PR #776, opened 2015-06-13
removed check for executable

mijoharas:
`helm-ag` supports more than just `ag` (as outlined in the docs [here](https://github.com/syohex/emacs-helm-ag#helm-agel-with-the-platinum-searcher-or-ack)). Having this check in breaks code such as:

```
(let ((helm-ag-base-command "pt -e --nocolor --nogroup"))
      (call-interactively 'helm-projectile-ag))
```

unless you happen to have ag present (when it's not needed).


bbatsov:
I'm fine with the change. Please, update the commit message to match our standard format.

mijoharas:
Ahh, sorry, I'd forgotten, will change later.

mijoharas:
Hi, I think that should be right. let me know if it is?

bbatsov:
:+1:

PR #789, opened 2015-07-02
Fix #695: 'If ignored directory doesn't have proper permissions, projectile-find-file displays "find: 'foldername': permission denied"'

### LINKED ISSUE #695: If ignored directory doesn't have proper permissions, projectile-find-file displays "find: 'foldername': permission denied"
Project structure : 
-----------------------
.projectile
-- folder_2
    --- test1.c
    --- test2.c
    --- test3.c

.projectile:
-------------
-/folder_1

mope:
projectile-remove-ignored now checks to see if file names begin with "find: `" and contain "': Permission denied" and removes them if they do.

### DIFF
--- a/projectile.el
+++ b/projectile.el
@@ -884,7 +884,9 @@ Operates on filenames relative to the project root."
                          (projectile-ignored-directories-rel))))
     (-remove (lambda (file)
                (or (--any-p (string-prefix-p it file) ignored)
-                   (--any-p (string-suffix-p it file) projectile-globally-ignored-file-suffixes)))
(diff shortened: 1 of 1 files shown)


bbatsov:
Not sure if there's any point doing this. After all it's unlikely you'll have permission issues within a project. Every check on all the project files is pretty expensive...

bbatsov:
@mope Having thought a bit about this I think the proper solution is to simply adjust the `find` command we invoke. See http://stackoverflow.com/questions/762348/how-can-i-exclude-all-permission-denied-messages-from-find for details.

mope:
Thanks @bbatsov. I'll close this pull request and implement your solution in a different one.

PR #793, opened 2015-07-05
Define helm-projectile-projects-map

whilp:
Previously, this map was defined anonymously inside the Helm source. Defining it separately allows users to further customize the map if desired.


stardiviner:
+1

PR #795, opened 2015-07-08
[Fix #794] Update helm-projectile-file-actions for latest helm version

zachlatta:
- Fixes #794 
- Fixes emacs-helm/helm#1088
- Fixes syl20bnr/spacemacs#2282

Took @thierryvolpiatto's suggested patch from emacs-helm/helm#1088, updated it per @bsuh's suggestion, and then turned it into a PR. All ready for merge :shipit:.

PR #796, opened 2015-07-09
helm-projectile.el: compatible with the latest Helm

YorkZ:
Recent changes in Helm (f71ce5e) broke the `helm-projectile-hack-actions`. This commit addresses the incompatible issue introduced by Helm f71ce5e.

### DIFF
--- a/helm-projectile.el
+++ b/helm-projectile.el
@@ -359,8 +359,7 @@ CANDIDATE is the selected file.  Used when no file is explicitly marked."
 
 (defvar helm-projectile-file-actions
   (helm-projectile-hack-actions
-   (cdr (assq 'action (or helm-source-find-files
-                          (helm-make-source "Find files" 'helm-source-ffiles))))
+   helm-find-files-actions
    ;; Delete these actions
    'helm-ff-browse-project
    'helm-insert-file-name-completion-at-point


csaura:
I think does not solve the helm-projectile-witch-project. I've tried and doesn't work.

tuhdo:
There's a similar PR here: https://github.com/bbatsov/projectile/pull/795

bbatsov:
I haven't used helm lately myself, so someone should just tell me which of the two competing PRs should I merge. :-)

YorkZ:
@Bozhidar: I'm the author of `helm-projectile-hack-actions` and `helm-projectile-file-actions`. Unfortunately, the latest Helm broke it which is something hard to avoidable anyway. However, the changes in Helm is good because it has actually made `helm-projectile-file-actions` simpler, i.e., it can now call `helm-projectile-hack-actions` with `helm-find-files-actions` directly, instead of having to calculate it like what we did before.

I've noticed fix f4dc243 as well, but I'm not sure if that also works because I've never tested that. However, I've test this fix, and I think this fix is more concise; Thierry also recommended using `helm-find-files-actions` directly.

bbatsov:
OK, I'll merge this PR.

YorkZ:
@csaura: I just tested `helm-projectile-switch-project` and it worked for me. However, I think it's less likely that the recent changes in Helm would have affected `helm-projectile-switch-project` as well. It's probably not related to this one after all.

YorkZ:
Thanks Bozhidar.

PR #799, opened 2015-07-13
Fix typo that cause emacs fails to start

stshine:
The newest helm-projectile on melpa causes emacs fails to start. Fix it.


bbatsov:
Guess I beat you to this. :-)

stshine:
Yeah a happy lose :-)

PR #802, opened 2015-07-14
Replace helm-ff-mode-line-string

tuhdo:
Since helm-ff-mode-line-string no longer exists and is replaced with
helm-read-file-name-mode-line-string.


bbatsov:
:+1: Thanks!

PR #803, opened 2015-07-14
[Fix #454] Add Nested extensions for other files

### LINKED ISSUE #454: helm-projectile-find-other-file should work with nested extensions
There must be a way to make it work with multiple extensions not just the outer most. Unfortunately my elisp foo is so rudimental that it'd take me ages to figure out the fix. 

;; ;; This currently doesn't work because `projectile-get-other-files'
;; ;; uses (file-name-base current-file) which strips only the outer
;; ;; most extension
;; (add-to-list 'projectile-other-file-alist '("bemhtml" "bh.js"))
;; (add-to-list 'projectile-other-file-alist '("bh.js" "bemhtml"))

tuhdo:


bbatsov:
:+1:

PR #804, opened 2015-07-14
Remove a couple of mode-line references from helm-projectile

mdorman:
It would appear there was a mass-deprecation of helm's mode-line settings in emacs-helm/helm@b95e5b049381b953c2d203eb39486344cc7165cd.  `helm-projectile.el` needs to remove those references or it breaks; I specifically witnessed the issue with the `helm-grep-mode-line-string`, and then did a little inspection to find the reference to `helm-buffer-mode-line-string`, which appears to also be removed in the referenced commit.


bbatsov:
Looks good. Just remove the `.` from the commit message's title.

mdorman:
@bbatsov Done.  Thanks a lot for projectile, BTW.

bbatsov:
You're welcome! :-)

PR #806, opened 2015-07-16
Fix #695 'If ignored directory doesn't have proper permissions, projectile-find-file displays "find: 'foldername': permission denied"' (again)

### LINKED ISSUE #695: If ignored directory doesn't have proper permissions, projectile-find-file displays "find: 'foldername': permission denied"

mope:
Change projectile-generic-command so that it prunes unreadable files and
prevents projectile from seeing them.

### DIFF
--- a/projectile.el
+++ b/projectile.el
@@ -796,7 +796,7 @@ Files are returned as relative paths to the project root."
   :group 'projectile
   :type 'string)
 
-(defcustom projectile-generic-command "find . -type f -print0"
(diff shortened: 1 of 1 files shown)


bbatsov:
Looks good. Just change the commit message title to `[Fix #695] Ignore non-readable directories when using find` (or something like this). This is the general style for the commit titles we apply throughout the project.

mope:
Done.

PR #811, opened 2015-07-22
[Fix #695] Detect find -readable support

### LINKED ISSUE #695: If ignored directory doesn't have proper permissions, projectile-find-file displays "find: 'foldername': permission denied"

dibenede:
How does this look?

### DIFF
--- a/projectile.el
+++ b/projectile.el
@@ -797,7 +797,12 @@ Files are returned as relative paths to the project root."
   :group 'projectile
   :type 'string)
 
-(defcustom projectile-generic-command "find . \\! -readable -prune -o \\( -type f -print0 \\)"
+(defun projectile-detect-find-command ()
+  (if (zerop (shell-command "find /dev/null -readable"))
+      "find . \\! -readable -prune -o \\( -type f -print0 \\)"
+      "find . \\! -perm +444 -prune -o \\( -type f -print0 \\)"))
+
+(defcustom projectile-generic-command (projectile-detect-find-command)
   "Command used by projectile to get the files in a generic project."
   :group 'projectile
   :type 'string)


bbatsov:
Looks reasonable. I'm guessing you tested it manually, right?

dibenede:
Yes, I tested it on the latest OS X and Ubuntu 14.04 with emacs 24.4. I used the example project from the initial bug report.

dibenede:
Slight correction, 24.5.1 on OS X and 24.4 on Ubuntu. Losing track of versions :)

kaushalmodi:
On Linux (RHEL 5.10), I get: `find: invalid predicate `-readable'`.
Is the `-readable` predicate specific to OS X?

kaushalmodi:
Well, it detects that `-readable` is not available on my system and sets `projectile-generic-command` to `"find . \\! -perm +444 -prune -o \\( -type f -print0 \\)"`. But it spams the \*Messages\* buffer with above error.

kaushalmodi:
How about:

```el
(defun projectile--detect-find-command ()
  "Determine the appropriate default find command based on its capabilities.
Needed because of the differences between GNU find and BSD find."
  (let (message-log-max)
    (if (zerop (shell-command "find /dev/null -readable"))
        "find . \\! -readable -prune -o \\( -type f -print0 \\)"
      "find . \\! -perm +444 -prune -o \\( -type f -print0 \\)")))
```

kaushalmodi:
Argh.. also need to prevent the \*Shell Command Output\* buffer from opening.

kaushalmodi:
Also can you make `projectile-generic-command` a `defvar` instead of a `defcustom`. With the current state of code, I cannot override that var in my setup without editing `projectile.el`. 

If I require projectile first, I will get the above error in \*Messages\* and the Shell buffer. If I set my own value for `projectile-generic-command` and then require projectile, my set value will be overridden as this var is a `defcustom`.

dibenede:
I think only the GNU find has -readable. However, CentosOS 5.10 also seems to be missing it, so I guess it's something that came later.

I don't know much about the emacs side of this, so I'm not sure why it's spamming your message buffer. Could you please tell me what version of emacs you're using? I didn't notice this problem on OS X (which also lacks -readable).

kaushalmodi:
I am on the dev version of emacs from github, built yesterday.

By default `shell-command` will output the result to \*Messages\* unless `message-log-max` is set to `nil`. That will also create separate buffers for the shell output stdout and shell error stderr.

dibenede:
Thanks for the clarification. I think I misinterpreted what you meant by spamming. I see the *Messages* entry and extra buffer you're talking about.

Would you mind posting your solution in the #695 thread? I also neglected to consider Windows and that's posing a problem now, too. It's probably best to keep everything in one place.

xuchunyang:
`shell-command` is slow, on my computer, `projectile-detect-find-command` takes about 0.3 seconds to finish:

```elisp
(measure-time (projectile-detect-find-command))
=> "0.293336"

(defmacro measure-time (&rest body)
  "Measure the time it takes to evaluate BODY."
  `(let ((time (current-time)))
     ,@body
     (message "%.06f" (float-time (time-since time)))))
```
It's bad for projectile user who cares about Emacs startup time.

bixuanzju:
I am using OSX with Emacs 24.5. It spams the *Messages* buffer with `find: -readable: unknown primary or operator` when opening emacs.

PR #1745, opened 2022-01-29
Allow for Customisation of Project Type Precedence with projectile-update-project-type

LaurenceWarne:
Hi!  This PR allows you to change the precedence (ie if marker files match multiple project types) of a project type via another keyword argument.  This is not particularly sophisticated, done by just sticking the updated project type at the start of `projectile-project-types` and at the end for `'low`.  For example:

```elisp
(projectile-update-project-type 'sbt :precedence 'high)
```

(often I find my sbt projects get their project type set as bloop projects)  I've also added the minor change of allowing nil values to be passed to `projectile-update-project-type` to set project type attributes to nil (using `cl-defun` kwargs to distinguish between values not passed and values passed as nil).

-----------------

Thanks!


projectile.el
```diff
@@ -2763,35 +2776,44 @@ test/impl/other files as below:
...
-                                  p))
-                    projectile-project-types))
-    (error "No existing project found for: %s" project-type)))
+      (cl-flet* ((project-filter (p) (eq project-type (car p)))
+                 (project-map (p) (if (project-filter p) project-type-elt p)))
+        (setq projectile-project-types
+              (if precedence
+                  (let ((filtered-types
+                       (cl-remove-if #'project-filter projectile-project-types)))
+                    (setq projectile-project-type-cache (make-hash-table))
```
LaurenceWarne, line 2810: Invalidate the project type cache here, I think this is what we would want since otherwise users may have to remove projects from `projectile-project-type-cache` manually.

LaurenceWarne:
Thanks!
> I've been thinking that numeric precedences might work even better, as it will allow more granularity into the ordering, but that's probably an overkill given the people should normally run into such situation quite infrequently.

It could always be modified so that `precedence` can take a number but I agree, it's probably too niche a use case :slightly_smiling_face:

_REQUIREMENT_
For this task, write out exactly the lines of the entries above, starting at the line with "--- a/helm-projectile.el" and ending at the line with "(assq 'action (or helm-source-find-files", both included, and no others.

_SOLUTION TO THIS EXERCISE_
--- a/helm-projectile.el
+++ b/helm-projectile.el
@@ -359,8 +359,7 @@ CANDIDATE is the selected file.  Used when no file is explicitly marked."
 
 (defvar helm-projectile-file-actions
   (helm-projectile-hack-actions
-   (cdr (assq 'action (or helm-source-find-files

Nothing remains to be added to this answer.